The badies are always ahead of the goodies, be aware, this can be a very long process, involving many different tools to clean up an infected comp.
Some infections are unremoveable.
Very Important: Malware infections can possibly lead to identity theft, stolen bank funds, misuse of credit card information etc.
The use of the computer is the primary factor in the decision whether to re-format and re-install, or just disinfect.
How to report ID theft, fraud, drive-by installs, hijacking and malware?

If any program won't run, let me know. Post the log/logs after each run.
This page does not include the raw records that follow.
PR #2285, opened 2026-08-03
fix(device): reject int32-overflowing memory requests in iluvatar and mthreads

### LINKED ISSUE #2278: [bug]: cambricon int32 overflow in GenerateResourceRequests silently drops memory request
### What happened

Requesting cambricon shared-MLU memory in Kubernetes quantity units (e.g. `cambricon.com/mlu.smlu.vmemory: 16Gi`) makes `GenerateResourceRequests` silently drop the memory request entirely.

`memnum` is computed as `int(memnums) * 256` (a 64-bit value) and then narrowed with `int32(memnum)`. `int32` overflows for any request above 8,388,607 units, and the wrap-around produces `0` for realistic Gi-sized values:

- `16Gi` -> `AsInt64()` = 17179869184 -> `17179869184 * 256` = 4398046511104 -> `int32(...)` = **0**
- `8Gi` -> `int32(...)` = **0**

Because `Memreq` becomes `0`, the `dev.Totalmem-dev.Usedmem < memreq` check in `CambriconDevices.Fit` (`pkg/device/cambricon/device.go`) passes vacuously, so the pod can be scheduled on an already-full MLU with no memory accounting, leading to oversubscription and OOM in the container.

### What you expected to happen

An oversized memory request should be rejected (e.g. `CardInsufficientMemory`) or interpreted correctly, not silently truncated to zero memory.

### Root cause

`pkg/device/cambricon/device.go`:

```go
memnum = int(memnums) * 256        // int64 math
...
Memreq: int32(memnum),             // narrows to int32, wraps to 0 when memnums > math.MaxInt32/256
```

The same overflow class was already fixed for enflame in #2145 and #2190.

### How to reproduce

Create a container with:

```yaml
limits:
  cambricon.com/mlu: "1"
  cambricon.com/mlu.smlu.vmemory: 16Gi
```

Then `GenerateResourceRequests` returns `Memreq: 0` instead of a positive bound.

### Environment
- HAMi version: master (also 2.8.x line)
- MLU: cambricon

### LINKED ISSUE #2284: bug: int32 overflow in GenerateResourceRequests silently drops memory request (iluvatar, mthreads)
**What happened**

Requesting device memory as a normal Kubernetes quantity (like `16Gi`) makes `GenerateResourceRequests` silently return `Memreq: 0` on the iluvatar and mthreads backends. The byte value from `AsInt64()` gets multiplied by a per-backend factor and then narrowed to `int32`, which wraps for realistic Gi-sized values:

- iluvatar (`pkg/device/iluvatar/device.go`): `memnum = int(memnums) * 256`, then `Memreq: int32(memnum)`
- mthreads (`pkg/device/mthreads/device.go`): `memnum = int(memnums) * 512`, then `Memreq: int32(memnum) / int32(n)`

`16Gi` -> `AsInt64()` = 17179869184 -> x256 (or x512) -> `int32(...)` = **0**.

Because `Memreq` becomes `0`, the `dev.Totalmem - dev.Usedmem < memreq` check in `Fit` passes vacuously, so the pod can be scheduled onto an already-full device with no memory accounting, leading to oversubscription and OOM in the container.

**What I expected**

An oversized memory request should be rejected, not silently truncated to zero. This is the same overflow class that was already fixed for enflame in #2145 / #2190, and the mthreads device *count* was already guarded the same way in #2134 (same function) — the memory value just wasn't covered.

**How to reproduce**

A container like:

```yaml
limits:
  mthreads.com/vgpu: "1"
  mthreads.com/sgpu-memory: 16Gi
```

`GenerateResourceRequests` returns `Nums: 1, Memreq: 0` instead of a positive bound or a rejection.

**Environment**
- HAMi version: master (also the 2.8.x / 2.9.x lines)

**Note**

The same overflow class also affects cambricon, tracked separately in #2278. I'd like to fix the iluvatar and mthreads cases here — I have the fix and regression tests ready, matching the #2134 / #2145 approach.

/kind bug

veyron-kairo:
**What type of PR is this?**
/kind bug

`GenerateResourceRequests` in the nvidia, cambricon, iluvatar, and mthreads
backends multiplies the requested device memory by a per-backend factor and
narrows the result to `int32`. A normal Gi-scale quantity like `16Gi` wraps past
`math.MaxInt32` to `Memreq: 0`, which passes the `Totalmem - Usedmem < memreq`
check in `Fit` vacuously, so the pod is scheduled onto an already-full device —
oversubscription and OOM.

This bounds the memory value before the multiply and rejects the request on
overflow instead of silently truncating to zero. It also rejects **decimal-form**
quantities (`AsInt64()` returns false for values like `16.0Gi`, which previously
fell through and left the request at zero). Mirrors the device-count guard in
mthreads (#2134) and the enflame int32 bounding in #2145 / #2190.

Fixes #2284
Fixes #2278

Covers nvidia, cambricon, iluvatar, and mthreads (nvidia added per @archlitchi's
review). Each backend has regression cases for both an int32-overflowing integer
(`16Gi`) and a decimal-form quantity (`16.0Gi`), both of which are now rejected
rather than truncated. Merged current master to resolve conflicts with the new
`MemoryFactor` const. `make verify` and the device unit tests pass locally.

**AI assistance disclosure**:
I used AI assistance (Claude Code) to help locate the overflow across backends,
resolve the merge, and draft the tests. I reviewed and verified the change,
confirmed the before/after behavior with the regression tests, ran `make verify`
locally, and take responsibility for it.

NONE

## Summary by CodeRabbit

* **Bug Fixes**
  * Prevented invalid memory requests from overflowing, truncating, or being interpreted as zero during device allocation.
  * Out-of-range, negative, and non-integer memory quantities are now rejected safely.
  * Valid memory requests continue to be processed normally.

* **Tests**
  * Added coverage for oversized and decimal-form memory requests across supported device types.
  * Verified invalid requests return empty device allocations.


mesutoezdil:
Cambricon has the same overflow class and is tracked separately in #2278, with no open PR yet. Given you already have the pattern worked out here (negative/overflow guard before the int32 narrowing), would you be open to extending this PR to cover cambricon too, or opening a follow-up PR for it?

veyron-kairo:
thanks — extended it to cambricon in bf214f2, same guard (bound before the ×256) plus a regression case, and linked #2278 so it closes on merge.

 one thing I noticed while doing this: nvidia's GenerateResourceRequests has the same int32(memnum) narrowing. for nvidia it's only reachable via a misconfigured Gi value or a large MemoryFactor since it doesn't multiply by a fixed unit, so it's a weaker case — happy to fold it in here too or leave it out to keep this focused. your call.

mesutoezdil:
cc @archlitchi wdyt, fold nvidia's same int32 narrowing into this PR too, or keep it separate?

archlitchi:
> cc @archlitchi wdyt, fold nvidia's same int32 narrowing into this PR too, or keep it separate?

i think we should narrow them into this PR too

archlitchi:
please resolve these conflicts and resolve the code-rabbit comment

veyron-kairo:
pushed the changes.

nvidia's in now, the guard bounds the value before the int32(memnum) narrowing there too. resolved the conflicts against master (kept the new MemoryFactor const and put the overflow check back on top of it). for the coderabbit comment: the guard used to sit inside the AsInt64 ok-branch, so a decimal quantity like 16.0Gi (where AsInt64 returns false) slipped past it and left the request at 0. it rejects on !parsed or out-of-range now. added tests for both 16Gi and 16.0Gi across the four backends.

one thing on the red Unit test check, that's not coming from this PR. master itself is failing the scheduler quota tests right now because my #2313 and #2347 conflict once they're both on master (each passed CI on its own base). fix is up in #2408, it's test-only. once that merges i'll re-merge master here and this should go green.

pkg/device/cambricon/device_test.go
```diff
@@ -287,6 +287,36 @@ func Test_GenerateResourceRequests(t *testing.T) {
 				Coresreq:         int32(2),
 			},
 		},
+		{
+			// A Gi-scale memory quantity, times the x256 factor, overflows
```
archlitchi: please remove these comments and all comments below

veyron-kairo: removed, 86b9848. took them out of cambricon, iluvatar and mthreads — the nvidia ones i added later didn't have any, so those were already fine.

on the red unit test: #2408 is closed now (already fixed on master), and the master merge here picked that up, so it should go green on this run.

mesutoezdil:

veyron-kairo:
@mesutoezdil , actually I write and give it to ai every time I write to polish and make the content shorter , isn't that allowed the whole thinking and the idea is mine .

if its not allowed I'll write. it in my own words this time .!

pkg/device/nvidia/device.go
```diff
@@ -20,6 +20,7 @@ import (
 	"errors"
 	"flag"
 	"fmt"
+	"math"
```
mesutoezdil, line 23: conflict here is just import order, master added sort near math. rest of the guard logic applies clean, cambricon/iluvatar/mthreads merge clean too. just rebase for this one line.

veyron-kairo:
@archlitchi , resolved the conflicts .

FouoF:
@veyron-kairo I think we should not only reject the memory requests over int32, but also remind the users that they may used invalid unit. As your example shown, this condition happens on the user input like 16Gi not an integer over int32. So I suggest update the error message to include "Memory unit is treated as MB not Byte".

mesutoezdil:
title only says iluvatar/mthreads, but nvidia and cambricon are in scope too, fix the title

archlitchi (approved):
/lgtm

After each fix or change we make, let me know how the comp is running. Example: Still cannot boot into Normal mode.

1: Download & run Unhide
Once the program has been downloaded, double-click on the Unhide.exe icon on your desktop and allow the program to run, it does take some time, be patient. This program will remove the +H, or hidden, attribute from all the files on your hard drives. If there are any files that were purposely hidden by you, you will need to hide them again after this tool is run.

2: Reboot

3: Download Security Check by screen317 from one of the following links and save it to your desktop.
* Unzip and a folder named Security Check should appear.
* Save it to your Desktop.
* Double click SecurityCheck.exe. If you run Windows Vista or 7, right click and choose 'Run as Administrator'.
o If you are asked by Windows to run this program or not, please click 'Yes' or 'Run'.
o When you see a console window, press any key to continue scanning.
o Wait while it scans.
o If your firewall alerts you of Security Check, please press 'Allow' or similar.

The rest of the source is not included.